Ivica Pogarčić

Personal information
- Full name: Ivica Pogarčić
- Date of birth: 12 January 1947
- Place of birth: Zenica, SFR Yugoslavia
- Date of death: 15 January 2010 (aged 63)
- Place of death: SFR Yugoslavia
- Height: 1.75 m (5 ft 9 in)
- Position: Forward

Youth career
- 1963–1964: Timok

Senior career*
- Years: Team / Apps / (Gls)
- 1964–1967: Timok
- 1967–1968: Partizan / 16 / (13)
- 1968–1970: Bor / 35 / (2)
- 1970–197x: Hajduk Veljko

= Ivica Pogarčić =

Footballer (1947–2010)

Ivica Pogarčić (12 January 1947 – 2010) was a Bosnian-Herzegovinian football forward who played for FK Partizan.

==Club career==
Born in Zenica, SR Bosnia and Herzegovina, he started playing in Zaječar where he played four years with local side FK Timok, initially in their youth team. Soon after, he entered their senior squad competing in Serbian Republic League, Yugoslav third level. In the summer of 1967, he left Timok and joined Yugoslav giants FK Partizan. He made a total of 34 appearances and scored 25 goals at Partizan, of which 16 games and 13 goals were in the 1967–68 Yugoslav First League, one game in the Yugoslav Cup, and one in the 1967–68 Inter-Cities Fairs Cup.

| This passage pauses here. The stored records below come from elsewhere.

PR #2001, opened 2020-11-10
fix gcc warning of missing override

killerbot242:


vitaut:
Thank you

PR #2010, opened 2020-11-11
:bug: Cannot call non-constexpr function in constexpr context

jgopel:
Problem:
- gcc-8 gives the following error when compiling this function on all
  standards:
```
    test/std-format-test.cc: In member function 'constexpr auto std::formatter<S>::parse(std::format_parse_context&)':
    test/std-format-test.cc:112:17: error: call to non-'constexpr' function 'int isdigit(int)'
         ~~~~~~~^~~
```

Solution:
- Write a `constexpr` version of `isdigit` for use in this function.

### DIFF
--- a/test/std-format-test.cc
+++ b/test/std-format-test.cc
@@ -103,13 +103,17 @@ template <> struct std::formatter<S> {
 
   // Parses a width argument id in the format { <digit> }.
   constexpr auto parse(format_parse_context& ctx) {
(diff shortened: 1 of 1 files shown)


foonathan:
I think a better solution would be to use `'0' <= c <= '9'` instead, which can keep it `constexpr`.

vitaut:
Thanks

Issue #1874, opened 2020-09-16
Should a UDL version of `FMT_STRING` be added?


sth:
Usage of the `FMT_STRING()` macro could be replaced by a user defined literal operator that creates a `fmt::compile_string`.

The advantage would be a more concise syntax and avoiding the "ugly" use of a marco: `fmt::print(FMT_STRING("{}: {}"), a, b)` could be written as `fmt::print("{}: {}"_fmt, a, b)`. The disadvantage would be increased API complexity by having this additional option to create a format string and possible compatibility questions for compilers without sufficient UDL support.

I know there is a `""_format()` UDL, but as I understand it that replaces the whole `fmt::format()` function and can't be used together with other functions like `fmt::print()` or `fmt::format_to()`. A UDL that just creates a `fmt::compile_string` can be used more generically in all places where a format string is expected.

It can be implemented like this:

```c++
template <typename Char, Char... CHARS>
struct udl_compile_string : fmt::compile_string {
   using char_type = Char;

   static FMT_CONSTEXPR_DECL char_type s[] = {CHARS..., '\0'};

   FMT_MAYBE_UNUSED FMT_CONSTEXPR
   operator fmt::basic_string_view<char_type>() const {
      return fmt::detail::compile_string_to_view<char_type>(s);
   }
};

template <typename Char, Char... CHARS>
FMT_CONSTEXPR udl_compile_string<Char, CHARS...> operator""_fmt() {
   return {};
}
```

vitaut:
Do you mean `FMT_STRING`?

sth:
Yes that's what I mean... I edited it.

vitaut:
Yes, a UDL would be better than a macro. Unfortunately it will only be implementable in a portable and efficient(ish) way in C++20.

kitegi:
here's a c++20 implementation https://godbolt.org/z/zYfErb

though this is currently only supported on gcc 10+, as far as i know

vitaut:
Closing in favor of #2022. We can have compile-time checks without wrapping a format string in a UDL.

PR #2019, opened 2020-11-14
Basics of formatting at compile-time based on compile-time API

alexezeder:
I need to say that this PR does **not** introduce fully-functioning formatting via {fmt} at compile-time. By fully-functioning I mean that I handled only a few cases (bool, integer, string) of the entire functionality of this library. 

This PR based on compile-time API from `compile.h`. This forces end-users to use `FMT_COMPILE` macro in cases when formatting should happen at compile-time.

- new compile-time formatting tests added into `compile-test` test case, available only if C++ standard is greater or equal to C++20
- new `FMT_CONSTEXPR20` macro definition added
- new `is_constant_evaluated()` function in `fmt::details` namespace added, that invokes `std::is_constant_evaluated()` if std library has it, otherwise falls back to returning `false`

What functionality of the library is not available at compile-time with this PR:

- pointers formatting - `std::bit_cast` is not available yet, so it's not possible yet
- floating-point numbers formatting - looks like it's possible, but takes some time
- format specifications (padding, precision, etc.) - haven't tried, takes some time
- colors, locales, other functionality I'm not aware of - haven't tried, takes some time


alexezeder:
Since the current CI configuration lacks C++ standards other than C++11 and I was eager to know if it compiles with standards other than C++11, I prepared a special branch to check it on CI
https://github.com/alexezeder/fmt/actions/runs/363499597 (looks like g++-10 does not support C++20, so ignore it)

include/fmt/format.h
```diff
@@ -278,9 +278,879 @@ FMT_END_NAMESPACE
 #  define FMT_DEPRECATED_NUMERIC_ALIGN 0
 #endif
 
+#define FMT_POWERS_OF_10(factor)                                             \
+  factor * 10, (factor)*100, (factor)*1000, (factor)*10000, (factor)*100000, \
+      (factor)*1000000, (factor)*10000000, (factor)*100000000,               \
+      (factor)*1000000000
```
vitaut, line 284: Why turn this and other data into macros?

test/CMakeLists.txt
```diff
@@ -146,6 +146,15 @@ else ()
...
 endif ()
 
+if (${CMAKE_CXX_STANDARD} GREATER_EQUAL "20")
+  add_fmt_executable(compile-time-formatting-test
+      compile-time-formatting-test.cc test-main.cc)
+  target_link_libraries(compile-time-formatting-test gmock)
+  target_include_directories(compile-time-formatting-test SYSTEM PUBLIC gtest gmock)
+  target_link_libraries(compile-time-formatting-test fmt::fmt-header-only)
+  add_test(NAME compile-time-formatting-test COMMAND compile-time-formatting-test)
+endif ()
```
vitaut, line 156: This is not needed, just add new test cases to `compile-test`.

include/fmt/format.h
alexezeder: Maybe I overdid it, but I think that some more entities from there will be _exposed_  to use them at compile-time later. Like data for floating-point formatting, hex and maybe other.

vitaut: FP data won't need to move, so please revert those changes.

alexezeder: Done, but some of them will return to `format.h` later.

test/CMakeLists.txt
alexezeder: Done

alexezeder:
Looks like even gcc-10 works now. Not sure why didn't it work for the first time...

include/fmt/core.h
```diff
@@ -96,6 +96,20 @@
 #  define FMT_CONSTEXPR_DECL
 #endif
 
+#if __cplusplus >= 201402L
+#  define FMT_CONSTEXPR14 constexpr
+#else
+#  define FMT_CONSTEXPR14
+#endif
```
vitaut, line 103: `FMT_CONSTEXPR` is only enabled on C++14 so you don't need a separate `FMT_CONSTEXPR14`. Please remove.

include/fmt/core.h
```diff
@@ -96,6 +96,20 @@
...
+
+#if __cplusplus >= 202002L
+#  define FMT_CONSTEXPR20 constexpr
+#  define FMT_IS_CONSTANT_EVALUATED std::is_constant_evaluated()
```
vitaut, line 107: This should be a function rather than a macro.

include/fmt/format.h
```diff
@@ -278,9 +278,41 @@ FMT_END_NAMESPACE
...
+        {'6', '6'}, {'6', '7'}, {'6', '8'}, {'6', '9'}, {'7', '0'},         \
+        {'7', '1'}, {'7', '2'}, {'7', '3'}, {'7', '4'}, {'7', '5'},         \
+        {'7', '6'}, {'7', '7'}, {'7', '8'}, {'7', '9'}, {'8', '0'},         \
+        {'8', '1'}, {'8', '2'}, {'8', '3'}, {'8', '4'}, {'8', '5'},         \
+        {'8', '6'}, {'8', '7'}, {'8', '8'}, {'8', '9'}, {'9', '0'},         \
+        {'9', '1'}, {'9', '2'}, {'9', '3'}, {'9', '4'}, {'9', '5'},         \
+        {'9', '6'}, {'9', '7'}, {'9', '8'}, {                               \
+      '9', '9'                                                              \
+    }                                                                       \
+  }
```
vitaut, line 305: Can we avoid a macro?

include/fmt/format.h
```diff
@@ -278,9 +278,41 @@ FMT_END_NAMESPACE
...
+
 FMT_BEGIN_NAMESPACE
 namespace detail {
 
+using data_digit_pair = char[2];
+
+namespace compile_time_formatting_data {
+constexpr data_digit_pair digits[] = FMT_DATA_DIGITS;
+}
```
vitaut, line 314: Why move this out of `basic_data`?

include/fmt/format.h
```diff
@@ -390,7 +422,8 @@ inline buffer_appender<T> reserve(buffer_appender<T> it, size_t n) {
   return it;
 }
 
-template <typename Iterator> inline Iterator& reserve(Iterator& it, size_t) {
+template <typename Iterator>
+inline constexpr Iterator& reserve(Iterator& it, size_t) {
```
vitaut, line 426: Please revert (apply clang-format).

include/fmt/format.h
```diff
@@ -967,10 +994,27 @@ inline int count_digits(uint64_t n) {
     count += 4;
   }
 }
+
+#if defined(FMT_BUILTIN_CLZLL)
```
vitaut, line 998: Please avoid unnecessary changes.

vitaut (changes requested):

include/fmt/format.h
alexezeder: > Why move this out of basic_data?
> Can we avoid a macro?

I need this value at compile time as well as the entire library needs it at runtime, so to avoid having two separate definitions I added a macro definition for that. This allows me to use exactly the same value in `basic_data` and in-place. At least that was the idea, but I just don't know what is better - to create a global variable in some namespace (as right now) or to create a variable in every function that needed it.
But here is a direct answer to your question: basic data is not available at compile-time, because it is declared but not defined, only `format-inl.h` sets values in it, wherever these values defined in the static library or they defined later if {fmt} is header-only.

include/fmt/format.h
alexezeder: If you mean incorrect code-style here then it's just how clang-format works for this line, the line exceeded the column limit, that's all, I can revert this change, but it's strange... Otherwise, you could mind `constexpr` here which is necessary. Please explain what do you mean.

include/fmt/format.h
alexezeder: I'm sorry but this is necessary. Maybe there are not enough tests for that (like test with `uint32_t` and `uint64_t` values), but I can add them. It's just unable to work without `constexpr` `count_digits`.

alexezeder: Actually, I _will_ add them anyway.

include/fmt/core.h
alexezeder: Done

include/fmt/core.h
alexezeder: Done.
I think macro was better here because it's just way simpler than a function.

include/fmt/format.h
alexezeder: Test with uint32_t and uint64_t values added.

include/fmt/core.h
```diff
@@ -279,6 +290,14 @@ struct monostate {};
 
 namespace detail {
 
+constexpr bool is_constant_evaluated() FMT_DETECTED_NOEXCEPT {
+#if FMT_HAS_IS_CONSTANT_EVALUATED
```
vitaut, line 294: This macro is not needed, please check `__cpp_lib_is_constant_evaluated` instead.

include/fmt/format.h
vitaut: I think it should be enough to make `digits` `constexpr` and move the definition to `format.h`.

include/fmt/format.h
vitaut: Nevermind, I see you added `constexpr` which is why the formatting changed.

include/fmt/format.h
vitaut: Changing `#ifdef` to `#if defined(FMT_BUILTIN_CLZLL)` is unnecessary. Same elsewhere.

vitaut (changes requested):

include/fmt/format.h
alexezeder: Ok, got it

include/fmt/format.h
alexezeder: Resolved 🙂

include/fmt/format.h
alexezeder: This is surely out of the scope of this PR, but moving `digits` to `format.h` is only one small piece. When someone decides to format `int` as hex then looks like `hex_digits` is used (conditionally 😒). With output coloring - `foreground_color`, `background_color`, etc. With padding - `left_padding_shifts` and `right_padding_shifts`. Needless to say, the floating-point formatting uses this data.

Anyway, I will move `digits` to `format.h` and make it `constexpr`.

alexezeder: Also, this change will probably break ABI (I remember some issue about that recently), but it can be bypassed by leaving `digits` in data inside `format-inl.h`, but initializing it by `digits` inside `format.h`.

vitaut: > Also, this change will probably break ABI (I remember some issue about that recently), but it can be bypassed by leaving digits in data inside format-inl.h, but initializing it by newly created digits inside format.h.

Good point. We should definitely keep `basic_data::digits` as is.

Thinking more of it, I don't think we need `constexpr` version of `digits` at all because it's an optimization that doesn't make sense at compile time. Instead I suggest changing the implementation of `format_decimal` with a separate path guarded by `is_constant_evaluated` that does simple decimal to string conversion that doesn't require any data tables.

vitaut (changes requested):

include/fmt/format.h
```diff
@@ -943,17 +969,7 @@ FMT_EXTERN template struct basic_data<void>;
...
-// except for n == 0 in which case count_digits returns 1.
-inline int count_digits(uint64_t n) {
-  // https://github.com/fmtlib/format-benchmark/blob/master/digits10
-  auto t = bsr2log10(FMT_BUILTIN_CLZLL(n | 1) ^ 63);
-  return t - (n < data::zero_or_powers_of_10_64_new[t]);
-}
-#else
-// Fallback version of count_digits used when __builtin_clz is not available.
-inline int count_digits(uint64_t n) {
+template <typename T> FMT_CONSTEXPR int count_digits_trivial(T n) {
```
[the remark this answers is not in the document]
alexezeder: But it's used both for `uint32_t` and `uint64_t`, not for `uint128_t` yet only because I was stopped by upper-case literal `U` there... looks like it has the same meaning as `u` literal, so even `uint128_t` can use this function. That's why I have template there.

include/fmt/format.h
```diff
@@ -908,9 +937,6 @@ template <typename T = void> struct FMT_EXTERN_TEMPLATE_API basic_data {
   static const uint64_t powers_of_5_64[];
   static const uint32_t dragonbox_pow10_recovery_errors[];
 #endif
-  // GCC generates slightly better code for pairs than chars.
-  using digit_pair = char[2];
-  static const digit_pair digits[];
```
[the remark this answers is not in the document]
alexezeder: Looks like it's already outdated 🙂

include/fmt/core.h
```diff
@@ -96,6 +96,12 @@
 #  define FMT_CONSTEXPR_DECL
 #endif
 
+#if __cplusplus >= 202002L
+#  define FMT_CONSTEXPR20 constexpr
+#else
+#  define FMT_CONSTEXPR20
```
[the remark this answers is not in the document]
alexezeder: Done

include/fmt/format.h
```diff
@@ -390,7 +414,8 @@ inline buffer_appender<T> reserve(buffer_appender<T> it, size_t n) {
   return it;
 }
 
-template <typename Iterator> inline Iterator& reserve(Iterator& it, size_t) {
+template <typename Iterator>
+inline constexpr Iterator& reserve(Iterator& it, size_t) {
```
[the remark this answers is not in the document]
alexezeder: Done, also for `base_iterator()`

include/fmt/format.h
```diff
@@ -587,14 +612,18 @@ using needs_conversion = bool_constant<
...
-OutputIt copy_str(InputIt begin, InputIt end, OutputIt it) {
+FMT_CONSTEXPR OutputIt copy_str(InputIt begin, InputIt end, OutputIt it) {
   while (begin != end) *it++ = *begin++;
   return it;
 }
 
 template <typename OutChar, typename InputIt,
           FMT_ENABLE_IF(!needs_conversion<InputIt, OutChar>::value)>
-inline OutChar* copy_str(InputIt begin, InputIt end, OutChar* out) {
+inline FMT_CONSTEXPR20 OutChar* copy_str(InputIt begin, InputIt end,
```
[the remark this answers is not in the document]
alexezeder: Done, for all usages of `FMT_CONSTEXPR20`

alexezeder:
🤨 I don't know what exactly happened to `doc` build, but it's was not able to get some dependencies and it's the only one that failed.

test/compile-test.cc
```diff
@@ -171,3 +174,97 @@ TEST(CompileTest, TextAndArg) {
...
+    func(buffer);
+    return *this;
+  }
+
+  template <typename T> constexpr bool operator==(const T& rhs) const noexcept {
+    return (std::string_view(rhs).compare(buffer.data()) == 0);
+  }
+
+  std::array<char, max_string_length> buffer{};
+};
```
vitaut, line 191: Can we turn this into a consteval formatting function that returns an array to simplify tests?

Something like:

```c++
template <size_t max_string_length, typename... Args>
std::array<char, max_string_length> test_format(const char* format_str, const Args&... args) {
  ...
}
```

vitaut (commented):
Looks great, just one small suggestion to simplify tests.

include/fmt/format.h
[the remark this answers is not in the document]
alexezeder: What about `template` here, should I expand usage of `count_digits_fallback` to `count_digits` for `uint128_t`?

test/compile-test.cc
alexezeder: We could, but in that case, `FMT_COMPILE` should be outside of this `test_format` function, so every call would look like:
```cpp
constexpr auto result = test_format<5>(FMT_COMPILE("{}"), true);
```
Otherwise, I'm unable to create a compiled format from the `format_str` argument of `test_format`, it should have _baked_ string inside to be passed just as the type that can be created inside `compile.h` functions:
https://github.com/fmtlib/fmt/blob/b5dac0f0f8a112fba7b01165c792cd2aa8659c05/include/fmt/compile.h#L665-L668
But function argument is not enough because it's neither a string literal to use macro there nor a template parameter.

alexezeder: But my attempts to find any solution (before I realized why it's impossible) ended up with some sort of replacement for `FMT_COMPILE` which is only available with C++20 of course (only trunk of Clang also): https://godbolt.org/z/of9j3s

And yes, even with this replacement of `FMT_COMPILE` the usage in our situation would look like:
```cpp
constexpr auto result = test_format<5>("{}"_cf, true);
```

vitaut: > FMT_COMPILE should be outside of this test_format function

Sure.

alexezeder: > Can we turn this into a consteval formatting function that returns an array to simplify tests?

Not exactly `array` since a comparison operator is needed for GTest, but usage is simpler now

test/compile-test.cc
```diff
@@ -171,3 +174,71 @@ TEST(CompileTest, TextAndArg) {
...
+consteval auto test_format(auto format, const Args&... args) {
+  test_string<max_string_length> string{};
+  fmt::format_to(string.buffer.data(), format, args...);
+  return string;
+}
+
+TEST(CompileTimeFormattingTest, Bool) {
+  {
+    constexpr auto result = test_format<5>(FMT_COMPILE("{}"), true);
+    EXPECT_EQ(result, "true");
```
vitaut, line 197: Now that `test_format` is consteval we don't need to store the result in a constexpr variable. This can be just 

```c++
    EXPECT_EQ(test_format<5>(FMT_COMPILE("{}"), true), "true");
```

And the blocks can be removed.

alexezeder: Actually, it doesn't work because of `EXPECT_EQ` internals, for example, this code on Clang produces:
```
test/compile-test.cc:196:30: error: lambda expression in an unevaluated operand
    EXPECT_EQ(test_format<5>(FMT_COMPILE("{}"), true), "true");
                             ^
include/fmt/compile.h:38:24: note: expanded from macro 'FMT_COMPILE'
                       ^
include/fmt/format.h:3246:3: note: expanded from macro 'FMT_STRING_IMPL'
  [] {                                                                     \
```

alexezeder: But code with `_cf` literal probably will 😏

vitaut: OK, let's keep as is then.

test/compile-test.cc
```diff
@@ -171,3 +174,71 @@ TEST(CompileTest, TextAndArg) {
...
+  }
+  {
+    constexpr auto result =
+        test_format<17>(FMT_COMPILE("{} is {}"), "The answer", "42");
+    EXPECT_EQ(result, "The answer is 42");
+  }
+}
+
+TEST(CompileTimeFormattingTest, Combination) {
+  {
```
vitaut, line 238: This block is redundant.

alexezeder: You mean `Combination` subcase (or whatever it is)?

vitaut: The latter (`{}` is redundant).

alexezeder: Done

alexezeder:
@vitaut I also remind you that there is a question from me without an answer (https://github.com/fmtlib/fmt/pull/2019#discussion_r532106402), this is why I didn't resolve the thread - I fulfilled only one of your points. `count_digits_fallback` still has template argument.

test/compile-test.cc
alexezeder: Apparently, something like `_cf` was mentioned before https://github.com/fmtlib/fmt/issues/1874#issuecomment-716097084 and https://github.com/fmtlib/fmt/issues/613#issuecomment-491906397, and it works also on GCC 10. The `FMT_COMPILE` (not `FMT_STRING` since format can be checked with https://github.com/fmtlib/fmt/issues/2022) replacement will be my next PR probably if no one will do that 😏

include/fmt/format.h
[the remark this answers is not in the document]
vitaut: Let's keep it as a template since it's just a fallback.

vitaut:
Merged, thanks!

alexezeder:
Since we have the base now, I will try to cover the remaining functionality of the library by following PRs.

In the summer of 1968, he left Partizan and joined newly promoted Yugoslav First League side FK Bor He played with Bor two seasons, until 1970, and made 35 appearances and scored two goals. Next, he joins FK Hajduk Veljko where along Ilija Zavišić they make a fierce attacking duo. He suffered from flat feet and special boots had to be made for him.